Search in binary files


#1

Hello. Is it possible to search for text in binary files, such as Microsoft Word documents? When I do an Edit > Find in Files, with the “Where” option set to “Files”, the search feature seems to notice that the binary files exist, but it doesn’t seem to be looking inside of the binary files because it never finds text that is present and that I’m searching for.

For instance, let’s say I have a Word document containing the string “Example”, located in a temporary folder, “D:\tmp”. When I search for that string in the files in that directory, it doesn’t find the string. Yet if I open the file in Komodo and search in “Current document”, it finds the string.

By default is Komodo ignoring binary files?


#2

hey @mjross,

In certain cases is does but it looks like not in the case of “find all in files”. I think what might be going on here is that that’s not a binary file. I found that at least for docx files, they aren’t binary but zipped files so unless Komodo knew to unzip files before searching them, it can’t search word files in that format. I don’t know what the excuse would be for other types of word files.

Looking at the code in Komodo though, if you have an actual binary file, find should work.

  • Carey

#3

Hi, @careyh! Is that true also for older “.doc” files (I’m using Office XP) and not just “.docx” files? I was under the impression that the former were binary files. And I should have been more specific in my original post.


#4

Hi!

I’m not sure. I just happened across a comment in another forum post that explained that docx files were basically zipped files. I don’t actually have an easy way to get a *.doc file. Could you send me a sample file and I’ll try a couple things? careyh at activestate.

  • Carey

#5

Sorry for the delay! I normally see notifications of new messages, but somehow missed this last one. I created a simple *.doc file, containing the unique text (to better narrow down any search) of “teststring” (just the word – no quote marks). But this UI won’t let me upload it. I’ll email it to in a moment…


#6

Looks like there is hidden info in there that we mortals cannot see so even with a simple string like teststring we can’t search for it. I couldn’t even get grep to pick up the string of the document though it WILL find metadata inside the document. So to answer your question, yes Komodo should search binary files but this is a great example of why that’s not a great idea, there is information in binary that we’re not away of.

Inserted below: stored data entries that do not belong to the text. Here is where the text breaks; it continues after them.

PR #3676, opened 2016-11-11
PR: Refactor and simplify NamespaceBrowser widget

ccordoba12:
This PR also removes the connection between the Variable Explorer and the Python Console. This starts the process of moving that console out of Spyder because it's unmaintained.


ccordoba12:
I think this is ready. Let's merge it and keep iterating if need be :-)

PR #3682, opened 2016-11-12
Add new fuzzy codecompletion feature

malliwi88:
At the moment it's a demo version for this feature.

* I'm planning to add automatic recognition for association of icons with
completion item (Actually I have problems with this)

* I would like to add some description on right of suggested word, for
indicate your nature (module, class, instances, functions, etc.)

* And finally, if suggested word corresponds with a function, display
details about arguments that it will need (It's  would be util for a
future IntelliSense code completion feature)

What do you think guys?
@ccordoba12  @goanpeca

### DIFF
--- a/spyder/widgets/sourcecode/base.py
+++ b/spyder/widgets/sourcecode/base.py
@@ -18,7 +18,7 @@ import sys
 
 # Third party imports
 from qtpy.compat import to_qvariant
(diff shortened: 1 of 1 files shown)


malliwi88:
Hi 

I will close this PR for replacing it. A had some troubles with my fork, so I think, prevention is better than cure =P

PR #3692, opened 2016-11-15
Add new fuzzy codecompletion feature

malliwi88:
At the moment it's a demo version for this feature.

* It hasn't code completion without case sensitive because I thinking is needed enrich with more suggestions the list of code completion for the widget will have several options during case sensitive search.

* I'm planning to add automatic recognition for association of icons with
completion item (Actually I have problems with this)

* I would like to add some description on right of suggested word, for
indicate your nature (module, class, instances, functions, etc.)

* And finally, if suggested word corresponds with a function, display
details about arguments that it will need (It's would be util for a
future IntelliSense code completion feature)

What do you think guys?
@ccordoba12 @goanpeca

### DIFF
--- a/spyder/widgets/sourcecode/base.py
+++ b/spyder/widgets/sourcecode/base.py
@@ -18,7 +18,7 @@ import sys
 
 # Third party imports
 from qtpy.compat import to_qvariant
-from qtpy.QtCore import QEvent, QEventLoop, QPoint, Qt, Signal, Slot
+from qtpy.QtCore import QEvent, QEventLoop, QPoint, Qt, Signal,QSize, Slot
 from qtpy.QtGui import (QClipboard, QColor, QFont, QMouseEvent, QPalette,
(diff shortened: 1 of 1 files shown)


goanpeca:
@malliwi88 can you paste some screenshots or a small animation using something like http://www.cockos.com/licecap/

ccordoba12:
This is a good start, thanks @malliwi88! You have a problem with your PR though, so I think you need to recreate it yet again :-)

The thing is you didn't create a branch for this PR, and instead pushed directly to the `3.x` branch of your fork. This will prevent you to create new PRs until this PR is merged :-)

To avoid this in the future, you need to write these commands:

    git checkout 3.x
    git checkout -b fuzzy-completion

The first command selects the `3.x` branch in your fork, and the second one will create a new branch for your work (in this case called `fuzzy-completion`)

ccordoba12:
I'm going to close this one so you can remake @malliwi88 :-)

PR #8347, opened 2018-12-02
PR: Do atomic writes when saving files

### LINKED ISSUE #8237: Mitigate Spyder wiping users' files with more robust atomic saves/autosaves

1. Save file to disk with connection issues (confirmed)
2. Crashes during runfile or during saving immediatly prior (reported 2x)
3. Other problems during saving???

Given we've publicly advertised the autosave feature as the solution to the reports we've been getting of Spyder completely wiping users' files on occasion e.g. @ccordoba12 in #6571:

> I don't understand how Spyder can delete your script, but we're working to provide autosaving functionality for our next major release (Spyder 4).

Ref: https://stackoverflow.com/a/11462227


#7

Thanks for your reply. That Stack Overflow post mentions “text is broken up and interspersed with field codes and formatting information”, which is true when describing multiple paragraphs or text that has had some sort of formatting, but it isn’t true for a string of plain text within a single paragraph, which is what I’m trying to search for. I will attach a screenshot of the test string in the Word document, when viewed in Komodo IDE.

One of the other posts claims that “Its a .doc file and any search more than 3 characted doesn’t work.” But when I double-click the string “teststring” in Komodo, and then paste it somewhere else, it is just those 10 characters and nothing else.

In fact, when I do a regular Komodo search (Edit > Find) for that test string, Komodo finds it. But when I do Edit > Find in Files, and that Word document is the only one in the directory that I search, then Komodo does not find the string. Specifically, the message at the bottom of the search results pane is “Found 0 occurrences in 0 of 3 files.” (I suspect that the two additional files are the file pointers for Windows, namely, the “.” and “…”.) So Komodo is finding the Word document, but not finding the search string when searching through files, even though it finds it when the file is open. It’s the strangest thing.